Militer Israel, pada Kamis (12/9) waktu setempat, menyebut serangan dilakukan terhadap sekolah karena dituding menjadi markas Hamas. Menurut laporan Times of Israel, IDF menyebutkan ada sembilan anggota Hamas yang tewas.
Menurut klaim IDF, dari sembilan anggota Hamas tersebut ada tiga staf UNRWA yang menjadi korban. Staf yang tewas tersebut dituduh merupakan anggota Hamas.
Baca juga: 6 Tawanan Tewas di Gaza, Hamas Sebut Ulah Tentara Israel
IDF menuding Hamas menggunakan sekolah untuk merencanakan dan melakukan serangan terhadap pasukan dan Israel.

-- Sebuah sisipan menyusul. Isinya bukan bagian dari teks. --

PR #368, opened 2019-12-19
[Easy] Stable Rust

nlordell:
Build with stable Rust on CI, since Rust 1.40 was released. Also update README.

### Test Plan

CI


nlordell:
It was the new rustc and clippy (mostly clippy) version that spotted them.

PR #371, opened 2019-12-20
[Easy] Download awscli directly instead of via python

fleupold:
Micro-optimizing travis times by now.

### DIFF
--- a/docker/deploy.sh
+++ b/docker/deploy.sh
@@ -4,8 +4,6 @@ set -euo pipefail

IDF mengeklaim meminta nama-nama karyawan UNRWA tetapi tidak menerima dari badan PBB tersebut.
“Setelah menerima tuduhan bahwa pekerja Palestina setempat dari badan UNRWA tewas dalam serangan itu, IDF menghubungi badan tersebut untuk meminta rincian dan nama-nama guna memeriksa tuduhan tersebut secara mendalam tetapi belum dijawab meskipun telah diminta berulang kali,” demikian pernyataan militer Israel.
Daftar Staf
Direktur komunikasi UNRWA, Juliette Touma, mengatakan otoritas Israel tidak meminta daftar staf yang tewas dari badan tersebut. “Nama-nama yang muncul pada pernyataan hari ini dari Angkatan Darat Israel belum pernah dilaporkan kepada kami oleh otoritas Israel pada kesempatan sebelum hari ini,” katanya dilansir BBC.
“UNRWA membagikan daftar semua stafnya dengan pemerintah tuan rumah dan dalam konteks Tepi Barat dan Gaza juga dengan negara Israel sebagai kekuatan pendudukan,” imbuhnya.
Aksi serangan ke sekolah dan tempat perlindungan pengungsi diketahui merupakan kejahatan perang. UNRWA berulang kali diserang oleh Israel.
Ini menjadi peristiwa serangan dengan korban terbanyak yang pernah dialami Badan PBB tersebut. Itu juga merupakan kelima kali sekolah tersebut diserang.
“Yang terjadi di Gaza sama sekali tidak dapat diterima. Pelanggaran dramatis terhadap hukum humaniter internasional ini harus dihentikan sekarang,” kata Sekretaris Jenderal PBB António Guterres.